* _What to work on_:
Go through the data from its first line and retype each line, stopping once the line containing "We use static" has been retyped.

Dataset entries
PR #676, opened 2016-06-05
Use static semaphore instead of named semaphore

jasonwilliams200OK:
Named semaphores are not supported on Unix in .NET Core
Ref: https://github.com/dotnet/coreclr/blob/5e9a125/src/mscorlib/src/System/Threading/Semaphore.cs#L96

We use static Semaphore which is instantiated per process when the first
node is created, and release it only when "shutdown packet" is encountered.

This fixes some of the failing tests on Ubuntu.

PR #883, opened 2016-08-09
Do not require msbuild.exe.config on .NET Core

rainersigwald:
All of the code that could read configuration data out of
msbuild.exe.config is dependent on System.Configuration, which isn't
available in .NET Core. The reading code was all #if'ed out, but we still
required that the file be physically present, or MSBuild would fail on
initialization.

I made `IsValidMSBuildPath` dependent on the same compile-time check as
src/Shared/ToolsetElement.cs.

### DIFF
--- a/src/Shared/BuildEnvironmentHelper.cs
+++ b/src/Shared/BuildEnvironmentHelper.cs
@@ -134,10 +134,19 @@ namespace Microsoft.Build.Shared
         /// <returns>True when the path to MSBuild is valid.</returns>
         private static bool IsValidMSBuildPath(string path)
         {
-            return !string.IsNullOrEmpty(path) &&
-                   Path.GetFileName(path).Equals("MSBuild.exe", StringComparison.OrdinalIgnoreCase) &&
-                   File.Exists(path) &&
+            bool msbuildExeExists = !string.IsNullOrEmpty(path) &&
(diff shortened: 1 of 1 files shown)


rainersigwald:
@AndyGerlicher does this look reasonable to you?

I thought we were still reading toolsets on Core but we clearly weren't because all the toolset-reading code is not built. We shouldn't require an auxiliary file that we don't need . . .

AndyGerlicher:
:shipit:

AndyGerlicher:

jasonwilliams200OK:
@rainersigwald, @AndyGerlicher, that OSX build break http://dotnet-ci.cloudapp.net/job/Microsoft_msbuild/job/_OSX_CoreCLR_prtest/86/ was same as #676 (http://dotnet-ci.cloudapp.net/job/Microsoft_msbuild/job/_OSX_CoreCLR_prtest/89/). This probably is intermittent issue, but is there a tracking issue for this or should we have one? It might be the issue with CoreCLR etc. but it probably needs more investigation. :)

piotrpMSFT:
is there a nupkg we can reference?

rainersigwald:
@piotrpMSFT I kicked off a build, will let you know the version when it's done.

rainersigwald:
@piotrpMSFT `0.1.0-preview-00030-160810` should contain this change (and up to 5dc5fd5ffdf125f5300cbe7af30308f57d894b87).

* _Response to the exercise_:
PR #676, opened 2016-06-05
Use static semaphore instead of named semaphore

jasonwilliams200OK:
Named semaphores are not supported on Unix in .NET Core
Ref: https://github.com/dotnet/coreclr/blob/5e9a125/src/mscorlib/src/System/Threading/Semaphore.cs#L96

We use static Semaphore which is instantiated per process when the first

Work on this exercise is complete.